Canadian Journal of African Studies
- Discipline: African studies
- Language: English, French
- Edited by: Belinda Dodson

Publication details
- History: 1967-present
- Publisher: Taylor & Francis on behalf of the Canadian Association of African Studies (Canada)
- Frequency: Triannually

Standard abbreviations
- ISO 4: Can. J. Afr. Stud.

Indexing
- ISSN: 0008-3968 (print) 1923-3051 (web)
- LCCN: 79018614
- JSTOR: 00083968
- OCLC no.: 51205190

Links
- Journal homepage; Journal page at University of Alberta;

= Canadian Journal of African Studies =

The Canadian Journal of African Studies is a triannual peer-reviewed academic journal covering African studies that was established in 1967. It is published by the Canadian Association of African Studies. Articles are published in English or French and cover the areas of anthropology, political economy, history, geography, and development. In addition to "Research Articles", the journal includes a section called "Debate and Commentary" that presents divergent viewpoints on current issues.
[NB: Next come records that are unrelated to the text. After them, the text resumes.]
PR #849, opened 2026-03-24
feat: add `include` manifest field and loader pre-check for unbundled files

### LINKED ISSUE #707: Support unbundled helper scripts in extension packages
## Problem

Extension models that shell out to helper scripts (via `Deno.Command`) can't be published to the registry if the helper script imports npm packages with native/unbundleable dependencies.

The bundler tries to bundle every `.ts` file in `extensions/models/` and in the `additionalFiles` extraction path. If a helper script imports a package like `hap-controller` (which has native deps for Bluetooth that are never used at runtime), the bundle fails and the extension can't be pushed.

## Context

The `@bixu/homekit` extension discovers HomeKit accessories via mDNS using `hap-controller`. The main model (`homekit.ts`) bundles fine — it only imports `zod` and shells out to a helper script. The helper script (`homekit_discover.ts`) imports `hap-controller` and runs as a standalone `deno run` subprocess. This works locally in `extensions/scripts/` but can't be published because:

1. `additionalFiles` are extracted to `extensions/models/`, where swamp tries to bundle them as models
2. There's no way to include a file that skips bundling

## Proposed Solution

Support an `extensions/scripts/` directory (or similar) that:

- Is included in the extension archive during `push`
- Is extracted to a known, predictable path on `pull`
- Is **not** bundled or loaded as a model by swamp
- Can be referenced by models at runtime via `context.repoDir`

Alternatively, a `scripts` key in the manifest (alongside `models` and `workflows`) that marks files as "include but don't bundle":

```yaml
manifestVersion: 1
name: "@bixu/homekit"
version: "2026.03.14.1"
models:
  - homekit.ts
scripts:
  - homekit_discover.ts
```

## Current workaround

Keep the helper script in `extensions/scripts/` as a local-only file. The extension works in the repo but can't be published.

stack72:
## Summary

- Adds an `include` manifest field for shipping helper files alongside models without bundling them
- Adds a source pre-check to all five loaders to skip files that don't declare the expected export
- Fixes #707 where helper scripts with unbundleable native dependencies break extension loading

## Problem

Extension models that shell out to helper scripts (via `Deno.Command`) can't be published if the helper script imports packages with native/unbundleable dependencies. The loader discovers every `.ts` file in the models directory, tries to bundle each one, and fails on files with native deps — even though those files aren't models.

Example: the `@bixu/homekit` extension has a main model (`homekit.ts`) that bundles fine, and a helper script (`homekit_discover.ts`) that imports `hap-controller` (Bluetooth native deps). The model shells out to the helper via subprocess. Locally it works, but bundling fails and the extension can't be pushed or loaded after pull.

### Part 1: Loader pre-check (runtime fix)

All five loaders (model, vault, driver, datastore, report) now read the TypeScript source before attempting to bundle and check for the expected export pattern:

| Loader | Regex |
|---|---|
| Model | `export\s+const\s+(model\|extension)\s*[=:]` |
| Vault | `export\s+const\s+vault\s*[=:]` |
| Driver | `export\s+const\s+driver\s*[=:]` |
| Datastore | `export\s+const\s+datastore\s*[=:]` |
| Report | `export\s+const\s+report\s*[=:]` |

If the pattern isn't found, the file is skipped with a debug log — no bundling attempted, no error. The regex uses `[=:]` to handle both direct assignment (`export const model = {`) and type-annotated forms (`export const model: Type = {`).

**Why this is safe:**
- Every existing extension uses `export const model = { ... }` directly — zero cases of non-standard export patterns in the codebase or swamp-extensions repo
- Files that ARE models match the regex and proceed through the existing bundle → import → validate flow unchanged
- Files that aren't models (helpers, utilities) are skipped earlier than before — previously they'd be bundled, imported, and silently skipped at the export check; now they're skipped before bundling
- Debug log (`Skipping ${file} (no model/extension export found)`) surfaces skipped files for troubleshooting

**Performance:** Benchmarked at 0.057ms per file read + regex. With the `@swamp/aws/ec2` extension (many model files), no measurable difference between the new binary and the system binary (both ~3.5-4.8s, variance between runs exceeds any overhead).

### Part 2: `include` manifest field (publishing fix)

New optional manifest field that tells the push command "include these files in the archive without bundling them":

```yaml
manifestVersion: 1
name: "@bixu/homekit"
version: "2026.03.14.1"
models:
  - homekit.ts
include:
  - homekit_discover.ts
```

**Push flow:**
- Include files are resolved relative to `modelsDir` (same as models — preserves relative path references)
- Copied to the archive under `models/` (so they end up alongside model sources)
- NOT bundled — no entry in `bundles/`
- NOT quality-checked (they may have their own lint/fmt conventions)
- ARE safety-checked (scanned for disallowed patterns like eval, symlinks, etc.)
- Written to the archive manifest so pull can read them

**Pull flow:**
- Include files extract naturally from `models/` in the archive to `modelsDir`
- Recorded in `upstream_extensions.json` under a new `include` field
- The loader's pre-check skips them at runtime (they don't export `model`/`extension`)

### Manifest & resolution
- **`extension_manifest.ts`** — Added `include: string[]` to schema, interface, and parser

Another section called "Research Note" permits contributors to discuss the latest writing, opinion, and research sources on African issues. A book review and review essay section provides critiques of recent books and reports.

In 2009, the journal added an online format at the University of Alberta. In 2012, publication moved to Taylor & Francis. Back issues are available online at JSTOR.